I would need help with example: The three numbers are consecutive terms of arithmetic progression and the sum of their second powers is 126. The first number 3 times smaller, the second number with no change and the third number 4 times greater, are the 3 consequtive terms of geometric progression. What are the values of these terms?

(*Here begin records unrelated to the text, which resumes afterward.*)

PR #12626, opened 2023-02-08
Add tests for  Call_forest submodule (zkapp_command.ml)

### LINKED ISSUE #12579: Write tests for Zkapp_command.Call_forest

joaosreis:
Adds a unit and property test set for the `Call_forest` submodule in `src/lib/mina_base/zkapp_command.ml`.
There are also some generators and other auxiliary functions defined in the test module that should be moved to `zkapp_command.ml` once the file is not busy (tracked here #12677). None of the changes in the PR mess with pre-existing code.
Also included in this PR, is a change to `.gitignore` that adds the files created when creating a coverage report.

Closes #12579


ejMina226 (approved):

joaosreis:
!ci-build-me

joaosreis:
!ci-build-me

src/lib/mina_base/test/zkapp_command/call_forest.ml
```diff
@@ -0,0 +1,320 @@
...
+module Tree = struct
+  include Tree
+
+  module Stable = struct
+    include Stable
+
+    module V1 = struct
+      include V1
+
+      let quickcheck_generator account_update_gen account_update_digest_gen
```
psteckler, line 17: In the rest of the code, the name for Quickcheck generators is `gen`, so I'd suggest using that name

src/lib/mina_base/test/zkapp_command/call_forest.ml
```diff
@@ -0,0 +1,320 @@
...
+open Signature_lib
+open Mina_base
+open Mina_base.Zkapp_command.Call_forest
+
+(* TODO: move generators to the library once the code isn't actively being
+     worked on *)
+module Tree = struct
+  include Tree
+
+  module Stable = struct
```
psteckler, line 11: Since we only want to test with the latest type, I think it's better not to mention the `Stable` hierarchy here.

I think this will work:
```
module Tree = struct
  include Tree

  let gen ... = ...
end
```

src/lib/mina_base/test/zkapp_command/call_forest.ml
```diff
@@ -0,0 +1,320 @@
...
+        Sexp.List (List.map ~f:sexp_of_t_aux l)
+
+  let rec compare (Node l_x) (Node l_y) =
+    List.compare
+      (fun (i_x, s_x) (i_y, s_y) ->
+        match Int.compare i_x i_y with 0 -> compare s_x s_y | n -> n )
+      l_x l_y
+end
+
+let quickcheck_generator account_update_gen account_update_digest_gen digest_gen
```
psteckler, line 53: `gen`

src/lib/mina_base/test/zkapp_command/call_forest.ml
```diff
@@ -0,0 +1,320 @@
...
+            in
+            { account_update; account_update_digest; calls } )
+    end
+  end
+end
+
+module Shape = struct
+  include Shape
+
+  let rec sexp_of_t = function
```
psteckler, line 39: Instead of including `Shape`, and writing `sexp_of_t`, it would be more concise to have:
```
  type t = Shape.t = Node of (Shape.I.t * t) list [@@deriving sexp_of]
```
and also add the deriver to `Shape.I.t`. Less code, easier to maintain.

src/lib/mina_base/test/zkapp_command/call_forest.ml
```diff
@@ -0,0 +1,320 @@
...
+      (Tree.fold_forest2_exn [] [] ~f:(fun _ _ _ -> 0) ~init:1)
+      ~expect:1 ;
+    [%test_result: int]
+      (Tree.fold_forest2_exn
+         [ node 0 [ node 1 [ node 2 [] ] ]; node 3 [ node 4 [] ] ]
+         [ node 5 [ node 6 [ node 7 [] ] ]; node 8 [ node 9 [] ] ]
+         ~f:(fun acc x y -> acc + x + y)
+         ~init:0 )
+      ~expect:45 ;
+    try
```
psteckler, line 90: The with-handler could be catching an exception from the fold, or from the `assert false`. If the fold does not raise, the `assert false` will raise, and this part succeeds. If the fold raises, this part succeeds.

I'm guessing the fold is meant to raise.

Maybe put this part in a separate test that uses a boolean result, put `false` after the fold (not `assert false`), and the with-handler returns `true`.

src/lib/mina_base/test/zkapp_command/call_forest.ml
```diff
@@ -0,0 +1,320 @@
...
+      [ node 1 []; node 2 []; node 3 [] ]
+      [ node 4 []; node 5 []; node 6 [] ]
+      ~f ;
+    [%test_result: (int * int) list] ~expect !actual ;
+    try
+      Tree.iter_forest2_exn
+        [ node 1 []; node 2 []; node 3 [] ]
+        [ node 4 []; node 5 [ node 0 [] ]; node 6 [] ]
+        ~f ;
+      assert false
```
psteckler, line 114: same issue with `assert false` here.

src/lib/mina_base/test/zkapp_command/call_forest.ml
```diff
@@ -0,0 +1,320 @@
...
+      (tree 1 [ node 2 []; node 3 [] ])
+      (tree 4 [ node 5 []; node 6 [] ])
+      ~f ;
+    [%test_result: (int * int) list] ~expect !actual ;
+    try
+      Tree.iter2_exn
+        (tree 1 [ node 2 []; node 3 [] ])
+        (tree 4 [ node 5 []; node 6 [ node 3 [] ] ])
+        ~f ;
+      assert false
```
psteckler, line 131: same issue

src/lib/mina_base/test/zkapp_command/call_forest.ml
```diff
@@ -0,0 +1,320 @@
...
+
+  let%test_unit "mapi_with_trees preserves shape" =
+    let open Quickcheck.Generator.Let_syntax in
+    Quickcheck.test
+      (Tree.Stable.V1.quickcheck_generator Int.quickcheck_generator
+         Int.quickcheck_generator Int.quickcheck_generator ) ~f:(fun tree ->
+        let tree' = Tree.mapi_with_trees tree ~f:(fun _ _ _ -> ()) in
+        try
+          Tree.fold2_exn tree tree' ~init:() ~f:(fun _ _ _ -> ()) ;
+          assert true
```
psteckler, line 142: `assert true` has no effect, it's just the unit value

src/lib/mina_base/test/zkapp_command/call_forest.ml
```diff
@@ -0,0 +1,320 @@
...
+  let l_2 = [ (0, 'a'); (1, 'b'); (2, 'c'); (3, 'd') ] in
+  let expect = [ (1, 'a'); (2, 'b'); (3, 'c'); (4, 'd') ] in
+  [%test_result: (int * char) list] ~expect (match_up l_1 l_2)
+
+let%test_unit "match_up error" =
+  let l_1 = [ 1; 2; 3 ] in
+  let l_2 = [ (0, 'a'); (1, 'b'); (2, 'c'); (3, 'd') ] in
+  try
+    ignore @@ match_up l_1 l_2 ;
+    assert false
```
psteckler, line 258: same issue with `assert false`

src/lib/mina_base/test/zkapp_command/call_forest.ml
```diff
@@ -0,0 +1,320 @@
...
+  with Assert_failure _ -> assert true
+
+let%test_unit "match_up error 2" =
+  let l_1 = [ 1; 2; 3 ] in
+  let l_2 = [ (2, 'a'); (3, 'b'); (4, 'c'); (5, 'd') ] in
+  try
+    ignore @@ match_up l_1 l_2 ;
+    assert false
```
psteckler, line 266: same issue

src/lib/mina_base/test/zkapp_command/dune
```diff
@@ -0,0 +1,100 @@
+(library
+ (name zkapp_command_test)
+ (inline_tests)
+ (library_flags -linkall)
+ (flags -w -22)
+ (libraries
+  ;; opam libraries
+  async_kernel
```
psteckler, line 8: I think you need to add `async_unix`

psteckler (changes requested):
some organizational changes requested

the tests with `assert false` won't find errors, I believe

src/lib/mina_base/test/zkapp_command/call_forest.ml
joaosreis: Should we leave `quickcheck_generator` as an alias for `gen` (as in `account_update.ml`) to allow the usage of `ppx_quickcheck`?

src/lib/mina_base/test/zkapp_command/call_forest.ml
joaosreis: Should we leave `quickcheck_generator` as an alias for `gen` (as in `account_update.ml`) to allow the usage of `ppx_quickcheck`?

src/lib/mina_base/test/zkapp_command/call_forest.ml
joaosreis: Since type definitions mention specific versions of types, could it be possible that, for a same type, different versions are used throughout the code? For example, having a type definition somewhere using `Account_update.Stable.V1.t` and a different one using `Account_update.Stable.V2.t`. If that's true, couldn't that create an issue with the generator being defined only for the latest version of that type, since both types are possibly incompatible and you couldn't use the generator for creating values that are still based on the previous version?

src/lib/mina_base/test/zkapp_command/call_forest.ml
joaosreis: Yes, that's what is going to be done once these changes are moved into the original module. The type is not redefined here (and therefore, the derivers aren't being used) because redefining the type would cause type errors later.

src/lib/mina_base/test/zkapp_command/call_forest.ml
psteckler: Sure.

src/lib/mina_base/test/zkapp_command/call_forest.ml
psteckler: The convention, usually enforced by the `%%versioned` ppx, is that `Foo.t` is the same as `Foo.Stable.Latest.t`, which is the same as `Foo.Stable.Vn.t`, for some `n`. 

Older versions are kept around only for coercion to the latest type, in a few limited circumstances.

If you had a type definition like:
```
module V1 = struct
  type t = Foo of Bar.Stable.V1.t
end
```
Then the ppx generates
```
type t = Foo of Bar.t
```
If `Bar.Stable.V1.t` is not the latest, you'll get a type error.

psteckler: So I'm still requesting this change.

src/lib/mina_base/test/zkapp_command/call_forest.ml
psteckler: In what I wrote, there's the constraint that it's the same type as `Shape.t`, so there shouldn't be any type errors.

src/lib/mina_base/test/zkapp_command/call_forest.ml
joaosreis: Thanks for the explanation. I wasn't totally aware of how `ppx_version` worked.

joaosreis:
@psteckler it's ready for re-review

psteckler (approved):

joaosreis:
!ci-build-me

joaosreis:
!ci-build-me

I can not move with it. I would be grateful for any help.
Thank you.

from arithmetic:
a1
a2=a1+d
a3=a1+2d
a1²+(a1+d)²+(a1+2d)²=126
3a1²+6a1d+6d²=126

from geometric:
a1/3
a1+d
4a1+8d

4a1+8d/a1+d=3a1+3d/a1
a1²+2a1d-3d²=0

How should I continue? I can not divide them so what is the next step?
Thank you.

first of all, let's make your definitions less confusing.

Since a is the standard for first term
let your AS terms be
a , a+d, and a+2d

then a^2 + (a+d)^2 + (a+2d)^2 = 126
a^2 + a^2 + 2ad + d^2 + a^2 + 4ad + 4d^2 = 126
3a^2 + 6ad + 5d^2 = 126 notice you had 6d^2 , #1

new terms:
a---> a/3
a+d ---> a+d
a+2d --> 4a + 8d

then (a+d)/(a/3) = (4a+8d)/(a+d)
etc.
a^2 + 2ad - 3d^2 = 0 , #2 , you had that also, great!

I agree that division will not work because of the zero, also it would be very difficult to factor out either the a or the d

how about elimination, (we are going to be lucky here)

#1 as is : 3a^2 + 6ad + 5d^2 = 126
#2 times 3: 3a^2 + 6ad - 9d^2 = 0
subtract them:
14d^2 = 126
d^2 = 9
d = ± 3

if d = 3 , in #2
a^2 + 6a - 27 = 0
(a+9)(a-3) = 0
a = -9 or a = 3

if d = -3 ........

I know you can carry on.

NOTE: if our a^2 and ad's had not canceled, we would have a very very nasty system of equations.
I will make one little change in our equations in Wolfram

ours:
http://www.wolframalpha.com/input/?i=solve+x%5E2+%2B+2xy+-+3y%5E2+%3D+0+%2C+3x%5E2+%2B+6xy+%2B+5y%5E2+%3D+126

small change: 6xy to 5xy
http://www.wolframalpha.com/input/?i=solve+x%5E2+%2B+2xy+-+3y%5E2+%3D+0+%2C+3x%5E2+%2B+5xy+%2B+5y%5E2+%3D+126

m-7

2time the sumof9 and f
m divided by 5

To solve this problem, we have two equations:

Equation 1: 3a1² + 6a1d + 6d² = 126
Equation 2: a1² + 2a1d - 3d² = 0

We need to solve these two equations simultaneously to find the values of a1 and d.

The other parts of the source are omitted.